Este endurecimiento irresponsable del corazón y la intimidad moral de la población ha sido ya muy estudiado respecto a otros tiempos, siguiendo la idea de Hannah Arendt de la banalidad del mal, según la cual, la población alemana aceptó el exterminio de los judíos no por maldad sino por una extraña mezcla de imbécil mediocridad, egoísmo trivial y rutina cotidiana. Se mataron judíos como se podría haber empaquetado tomates. No es algo que tenga nada de insólito. Llevamos décadas convirtiendo el Mediterráneo en un campo de exterminio por una mezcla de rutina y cotidianeidad. Por lo visto, la valla de Melilla quedaba tan lejos de nuestra mirada como las chimeneas de Auschwitz para la conciencia de los alemanes. Pero es que hoy esas chimeneas humean entre nosotros a un máximo de dos metros de la distancia de confinamiento. Pues algunos, ni aun así las ven.
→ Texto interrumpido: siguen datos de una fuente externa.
PR #29076, opened 2025-01-15
Move REQUIRE_POSITION_FOR_ARMING bit to AP_arming 

peterbarker:
... also rename it to `REQUIRE_LOCATION_FROM_ARMING` to be more in-line with ArduPilot's distinction between "position" (local position) and "location" (absolute lat/lng)

### DIFF
--- a/ArduCopter/Copter.h
+++ b/ArduCopter/Copter.h
@@ -632,7 +632,6 @@ private:
         DISABLE_THRUST_LOSS_CHECK     = (1<<0),   // 1
         DISABLE_YAW_IMBALANCE_WARNING = (1<<1),   // 2
         RELEASE_GRIPPER_ON_THRUST_LOSS = (1<<2),  // 4
-        REQUIRE_POSITION_FOR_ARMING =   (1<<3),   // 8
     };
 
     // type of fast rate attitude controller in operation
--- a/libraries/AP_Arming/AP_Arming.cpp
+++ b/libraries/AP_Arming/AP_Arming.cpp
@@ -85,6 +85,26 @@
   #define ARMING_RUDDER_DEFAULT         (uint8_t)RudderArming::ARMDISARM
 #endif
 
+// find a default value for ARMING_NEED_POS parameter, and determine
+// whether the parameter should be shown:
+#ifndef AP_ARMING_NEED_LOC_PARAMETER_ENABLED
+// determine whether ARMING_NEED_POS is shown:
+#if APM_BUILD_COPTER_OR_HELI
+#define AP_ARMING_NEED_LOC_PARAMETER_ENABLED 1
+#else
+#define AP_ARMING_NEED_LOC_PARAMETER_ENABLED 0
+#endif  // build types
+#endif  // AP_ARMING_NEED_LOC_PARAMETER_ENABLED
+
+// if ARMING_NEED_POS is shown, determine what its default should be:
+#if AP_ARMING_NEED_LOC_PARAMETER_ENABLED
+#if APM_BUILD_COPTER_OR_HELI
+#define AP_ARMING_NEED_LOC_DEFAULT 0
+#else
+#error "Unable to find value for AP_ARMING_NEED_LOC_DEFAULT"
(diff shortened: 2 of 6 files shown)


libraries/AP_Arming/AP_Arming.cpp
```diff
@@ -146,6 +146,7 @@ const AP_Param::GroupInfo AP_Arming::var_info[] = {
     // @DisplayName: Arming options
     // @Description: Options that can be applied to change arming behaviour
     // @Bitmask: 0:Disable prearm display,1:Do not send status text on state change
+    // @Bitmask{Copter}: 0:Disable prearm display,1:Do not send status text on state change,2:Require position for arming
```
amilcarlucas, line 149:
```suggestion
    // @Bitmask{Copter}: 0:Disable prearm display,1:Do not send status text on state change,2:Require location for arming
```

amilcarlucas: Why not add it to plane also?

peterbarker: Plane *already* requires position for arming, all the time.

That's actually why we put this into Copter's flight options in the first place - we're going to have an awkward time when Plane no longer requires position for arming....

But we want this bit for Rover, so @rmackay9 asked for it to be moved (https://github.com/ArduPilot/ardupilot/pull/29073)

rmackay9 (approved):
Thanks for this.  I'm not sure we really needed to replace "position" with "location" but it's OK in either case.

More importantly I guess the reason we put it in FLIGHT_OPTIONS in the first place was because once someone sets this bit they will never get the default changes to the ARMING_OPTIONS parameter?  that hardly seems like a good enough reason so I suspect I'm missing something

peterbarker:
> Thanks for this. I'm not sure we really needed to replace "position" with "location" but it's OK in either case.
> 
> More importantly I guess the reason we put it in FLIGHT_OPTIONS in the first place was because once someone sets this bit they will never get the default changes to the ARMING_OPTIONS parameter? that hardly seems like a good enough reason so I suspect I'm missing something

I should have taken better notes :-)

ArduCopter/Copter.h
```diff
@@ -629,7 +629,6 @@ class Copter : public AP_Vehicle {
         DISABLE_THRUST_LOSS_CHECK     = (1<<0),   // 1
         DISABLE_YAW_IMBALANCE_WARNING = (1<<1),   // 2
         RELEASE_GRIPPER_ON_THRUST_LOSS = (1<<2),  // 4
-        REQUIRE_POSITION_FOR_ARMING =   (1<<3),   // 8
```
IamPete1, line 632: Should we keep the enum value to prevent the bit being used in the future? EG "REQUIRE_POSITION_FOR_ARMING_UNUSED". 

It might be a good idea even if we don't do the conversion, it really depends on how exciting the next option we want to add it.

IamPete1 (commented):
Was added https://github.com/ArduPilot/ardupilot/pull/27367, do we need conversion?

ArduCopter/Copter.h
peterbarker: @rmackay9 mentioned this hasn't gone out in a stable release.  It's a reasonable question, 'though.

peterbarker:
> Was added #27367, do we need conversion?

Randy suggested we could make this change with relatively little fuss as it hasn't gone out in stable.

Do you disagree?

IamPete1:
I'm OK with not doing the conversion. but I think we should keep the enum value reserved. We could decide to re-use it when we know what the next option is and how critical it would be it if was unexpectedly enabled.

peterbarker:
I've now adjusted this according to our DevCall meeting outcomes.

That's a new parameter, `ARMING_NEED_POS`, with two valid values, yes and no, 1 and 0.

This PR only moves it for Copter, https://github.com/ArduPilot/ardupilot/pull/29073 adds it for Rover (based on this PR)

IamPete1 (approved):
LGTM

rmackay9:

Tenemos la suerte de tener un Gobierno que al menos es consciente de ello y que se ha propuesto hacer algo, por poco que sea. Y, sin embargo, como no es suficiente, es, por lo visto, una mala noticia. Desde la izquierda se pueden imaginar mejores medidas, aunque es verdad que en general se ha aceptado que lo mejor es enemigo de lo bueno. Para la derecha es una “paguita” que impelerá a los desheredados a volverse vagos y holgazanes. Son nazis, ni más menos que Eichmann. Conviene recordar que los nazis de verdad, al contrario que los de las películas, no parecían nazis. Algunos incluso parecían personas de lo más normales que llevaban una cruz gamada en la solapa con la misma normalidad rutinaria que en el Barrio de Salamanca llevan una bandera española en la correa del perro. Son anticristianos, aunque muchos, contradiciendo al Papa Francisco, se consideren católicos (ojalá exista el infierno para llenarlo de semejante estirpe).
Algunos pensamos que lo mejor es enemigo de lo bueno. Pero es que hay gente que es como si pensara: con tal de dejar las cosas como están, lo peor es preferible a lo bueno, si no es lo mejor (lo mejor, por supuesto, que yo tengo en la cabeza, aunque sepa muy bien que no hay partido político que lo podría hacer realidad).
Los que se oponen al IMV tienen a mano una solución mucho más fácil que intentar ganar las elecciones: que no lo pidan. Que aguanten sin comer hasta que llegue una solución mejor que la paguita. Aunque el delirio colectivo hace temer más bien que algunos la pedirán y luego votarán a Vox o al PP.